*** Opening Extracted data ***

PR #7368, opened 2020-10-20
[Permissions] Allow setting permission category after creating it

BlackbitNeueMedien:
Currently the code 
```php
$permission = \Pimcore\Model\User\Permission\Definition::create('my_permission');
$permission->setCategory('my category');
$permission->save();
```
does result in a permission `my_permission` but without category `my category`. This PR changes that by allowing to set a permission category after creating it.


brusch:
Thanks a lot! 😊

*** Closing Extracted data ***

= Task requirements =
Your task is to extract the lines running from the one with "[Permissions] Allow setting" to the end of the material, inclusive, copying each exactly and adding nothing.

= Your solution =
[Permissions] Allow setting permission category after creating it

BlackbitNeueMedien:
Currently the code 
```php
$permission = \Pimcore\Model\User\Permission\Definition::create('my_permission');
$permission->setCategory('my category');
$permission->save();
```
does result in a permission `my_permission` but without category `my category`. This PR changes that by allowing to set a permission category after creating it.


brusch:
Thanks a lot! 😊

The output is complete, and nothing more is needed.